Melrose Place suggests that with the evolving sophistication of video technology, the distinction between "porn" and "reality" is increasingly blurred.
While working at a party, publicist Ella (Katie Cassidy) found herself counseling the British-import actor (Ben Milliken as Jasper) on the necessity of always maintaining public decorum in Hollywood. This after he has propositioned her, dropping trou to make the point. She snaps a picture of his junk on her iPhone as an object lesson, and told him that whenever he's out in public, "Every single thing you do is one click away from being texted to Perez."
It's an apt encapsulation of both what sets this Melrose Place reboot apart from its predecessor. Today, celebrities are stalked incessantly, not only by professional paparazzi, but by cell-phone wielding fans and nattering Twitter-heads. And many stars today contribute to the over-exposure: think of Ashton and Demi's nonstop Tweeting or Speidi's routine photogs of their whereabouts and activities.

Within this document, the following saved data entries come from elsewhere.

PR #72, opened 2025-01-23
feat: Add support for 3dsmaxbatch

jairaws:
We want the 3dsMax adaptor to be able to use 3dsmaxbatch. However, when trying to use it, the adaptor would freeze without marking the tasks as complete.

* Create MaxExecutableHandler to help support multiple 3dsMax executables.
* Create MaxRegexCallback to take care of removing unexpected characters from 3dsaxbatch.
* Update the progress regex to match the output from 3dsmaxbatch.
* Implement log_to_console() method in the DefaultMaxHandler class, to use a specific logging strategy in function of what 3dsMax executable is being used.

3dsmaxbatch is supported.

* Unit tests.
* Submitted jobs and validate they succeeded.

No
----

Screenshot 2025-01-23 at 10 26 32 AM

### DIFF
--- a/src/deadline/max_adaptor/MaxAdaptor/regex_callback_handler.py
+++ b/src/deadline/max_adaptor/MaxAdaptor/regex_callback_handler.py
@@ -1,0 +1,25 @@
+"""
+3ds Max Deadline Cloud Adaptor - 3dsMax Regex Callback Handler
+
+Copyright Amazon.com, Inc. or its affiliates. All Rights Reserved.
+"""
+
+from __future__ import annotations
+import re
+from openjd.adaptor_runtime.app_handlers import RegexCallback
+
+
+class MaxRegexCallback(RegexCallback):
+
+    def __init__(
+        self, regex_list, callback, exit_if_matched=False, only_run_if_first_matched=False
+    ):
+        super().__init__(regex_list, callback, exit_if_matched, only_run_if_first_matched)
+
+    def get_match(self, msg: str) -> re.Match | None:
+        """
+        Takes care of a special case in 3dsMax, in which unexpected characters are added to executable output.
+        The rest of the functionality is the as in the parent class.
+        :param msg: The text to parse.
+        """
+        return super().get_match(msg.replace("\x00", ""))
--- a/src/deadline/max_adaptor/MaxClient/render_handlers/default_max_handler.py
+++ b/src/deadline/max_adaptor/MaxClient/render_handlers/default_max_handler.py
@@ -13,6 +13,8 @@ import sys
 import pymxs  # noqa
 from pymxs import runtime as rt
 
+from deadline.max_adaptor.executable_handler import MaxExecutableHandler, SupportedMaxExecutable
+
 logger = logging.getLogger(__name__)
 
 # Re-assign sys stdout and stderr to print in the console instead of the Max Listener
@@ -37,6 +39,7 @@ class DefaultMaxHandler:
         self.output_dir = None
         self.output_name = None
         self.output_format = None
+        self._executable_handler: MaxExecutableHandler = MaxExecutableHandler()
 
     def start_render(self, data: dict) -> None:
         """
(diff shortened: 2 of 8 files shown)


src/deadline/max_adaptor/MaxClient/render_handlers/default_max_handler.py
```diff
@@ -264,11 +269,21 @@ def set_scene_file(self, data: dict):
...
+
+    def log_to_console(self, message: str) -> None:
+        """
+        Handles logging to the stdout, based on which 3dsMax executable is being used.
+        :param message: The text to log to the stdout.
+        """
+        if self._executable_handler.is_executable_type(SupportedMaxExecutable.BATCH):
+            rt.logsystem.logEntry(message, broadcast=True)
+        else:
+            print(message, flush=True)
```
sakshie95, line 289: Why is ``flush`` True for non batch executable type? Do we not want to wait for the lines to be complete before printing them intentionally?

jairaws: No. We want to get the logs out asap, because we are consuming them in real time, as events. The sooner we get them, the sooner we finish a task.

src/deadline/max_adaptor/MaxAdaptor/regex_callback_handler.py
```diff
@@ -0,0 +1,25 @@
...
+    ):
+        super().__init__(regex_list, callback, exit_if_matched, only_run_if_first_matched)
+
+    def get_match(self, msg: str) -> re.Match | None:
+        """
+        Takes care of a special case in 3dsMax, in which unexpected characters are added to executable output.
+        The rest of the functionality is the as in the parent class.
+        :param msg: The text to parse.
+        """
+        return super().get_match(msg.replace("\x00", ""))
```
leongdl, line 25: I think \x00 is a null string terminator, I'm surprised this borks the regex parsing. 

Is it only the last character of a string? Or are there any occurrences within the string?

src/deadline/max_adaptor/executable_handler.py
```diff
@@ -0,0 +1,81 @@
...
+from enum import Enum
+from os import environ
+from functools import cache
+import re
+from typing import List, Dict, Match, Optional
+from dataclasses import dataclass
+
+
+class SupportedMaxExecutable(Enum):
+    INTERACTIVE = "3dsmax"
```
leongdl, line 16: Interesting change, this will be great for the other project I'm working on.

src/deadline/max_adaptor/MaxClient/render_handlers/default_max_handler.py
```diff
@@ -264,11 +269,21 @@ def set_scene_file(self, data: dict):
...
             raise FileNotFoundError(f"Error: The scene file '{file_path}' does not exist")
         try:
             rt.SetQuietMode(True)
             rt.loadMaxFile(file_path, quiet=True)
         except Exception:
-            print(f"Error: while opening '{file_path}'")
+            self.log_to_console(f"Error: while opening '{file_path}'")
             raise RuntimeError(f"Error: while opening '{file_path}'")
+
+    def log_to_console(self, message: str) -> None:
```
leongdl, line 281: Would this method be better as a member of `MaxExecutableHandler`? It can encapsulate all the if-else logic between the different exes. Then we can do `self._executable_handler.log....`

src/deadline/max_adaptor/MaxAdaptor/regex_callback_handler.py
jairaws: Many occurrences, in between characters.

src/deadline/max_adaptor/MaxClient/render_handlers/default_max_handler.py
jairaws: Yeah, I thought about that too. However, doing so fails at runtime, because pymxs can only be imported within 3dsMax. Since we want to use `MaxExecutableHandler` in the adaptor executable (e.g. `MaxAdaptor`), and not only the adaptor client (e.g. `DefaultMaxHandler`), that implementation throws an exception.

sakshie95 (approved):

src/deadline/max_adaptor/MaxAdaptor/regex_callback_handler.py
leongdl: Oh wow, in between characters. OK then this is the only way.

src/deadline/max_adaptor/MaxClient/render_handlers/default_max_handler.py
leongdl: Got it, ok.

leongdl (approved):

PR #84, opened 2025-02-14
fix: Add length validation for QLineEdit widgets

jairaws:
The line input controls in the scene settings tab don't have a configured max length.

Set the max length of the line inputs to the max length allowed by OJD.

Addresses a security requirement.

* `hatch build`
*  `hatch run test`
*  Try to input a larger string than the max allowed in the submitter, and verified it was not allowed.

N/A

No

----


jairaws:
The Sonar analysis is failing due to some existing unit tests that are out of the scope of this change. The test folder structure was updated, and that's why those tests are being analyzed. The issue is that the tests are using a mock directory `"/tmp/9999"`, and this is triggering a low security risk due to the directory being global. However, the directory value is just a mock value used by the tests, it is not really accessed.

jericht (approved):

test/unit/deadline_submitter_for_3ds_max/__init__.py
```diff
@@ -0,0 +1,16 @@
...
+    "pymxs",
+    "PySide2",
+    "PySide2.QtCore",
+    "PySide2.QtGui",
+    "PySide2.QtWidgets",
+    "qtmax",
+]
+
+for module in mock_modules:
+    sys.modules[module] = MagicMock()
```
leongdl, line 16: Never knew we could do this! Very cool.

leongdl (approved):

PR #86, opened 2025-02-20
fix: Add length validations for job settings input fields

jairaws:
Input controls in the job settings tab don't have length validations.

Update the sanity checks logic to validate the length of the inputs in the settings tab.

Improved security.

* `hatch build && hatch run fmt && hatch run all:test`
* Added unit tests.
* Tested end-to-end.

N/A.

No.

Screenshot 2025-02-19 at 3 54 38 PM

----


jairaws:
SonarCloud fails due to a risk with using. the random generator in the unit tests. It considers it to be weak cryptography. However, it is irrelevant because it is used only in the unit tests, and the intent is not related to cryptography.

Or consider Ashlee Simpson-Wentz. Her presence on Melrose Place is just another stop on the over-exposure express. As Violet, Simpson-Wentz isn't all that bad of an actor. Perhaps it's the company she keeps on the show: soap operas don't require very subtle performance skills, after all. In any case, the inclusion of Simpson-Wentz, who comes with a mountain of celebrity baggage and notoriety, extends the show's incipient commentary on our current culture not only of surveillance but of self-promotion.
Case in point is Ella. As a publicist, she is not only concerned with crafting the public image of her clients, but also of promoting the brand that is "Ella," and claiming her own celebrity status. It's also no coincidence that Cassidy resembles Heather Locklear (she's all blond, blond hair and angular face), or that Ella recalls quite explicitly Locklear's Amanda in all her conniving and bitchiness.
Ella is prominent in Melrose Place's second episode, which aired 15 September. After Sydney (Laura Leighton) was found murdered in the pool in the series premiere, Ella enlisted the help of resident aspiring-film-director Jonah (Michael Rady) to install a camera in the complex for everyone's safety. Sure, it's a cheap plot device to give us, and Jonah, access to "private" scenes, but it also suggests the extent to which we are all always being watched or at least recorded, and how difficult it is to resist the temptation to peep in on the lives of others.
Jonah certainly can't resist. Shortly after he installed the security camera, he found some time alone to spy on the activities of his fellow residents of the apartment complex, especially his fiancée Riley (Jessica Lucas), who, Jonah feared, was a little too friendly with hunky chef Auggie (Colin Egglesfield). When Riley intruded on Jonah's surreptitious spying, she immediately thought she's caught him "watching internet porn," but he admitted that he had been been watching the security camera footage.
Here Melrose Place suggests that with the evolving sophistication and miniaturization of video technology, the distinction between "porn" and "reality" is increasingly blurred. Just ask Eric Dane and Rebecca Gayheart or any of the legion of celebs connected to sex-tape scandals, or consider the thin differences between "amateur" and "professional" pornography, or between websites that post pictures of naked people reportedly "caught" in public locker rooms. Or even guyswithiphones.com, featuring pictures that men have taken of themselves and then posted for the world to see.
Such slippages also represent a potential barrier to Melrose Place's success. How interested will viewers be in its fictional scandals when real life offers much more sensational examples of bad behavior? How can Melrose's Lauren (Stephanie Jacobsen), who prostitutes herself to pay her medical school tuition, compete with the salacious details of California State Assemblyman and "family values" politician Michael Duvall's caught on tape waxing on about his love of spanking his lobbyist mistress?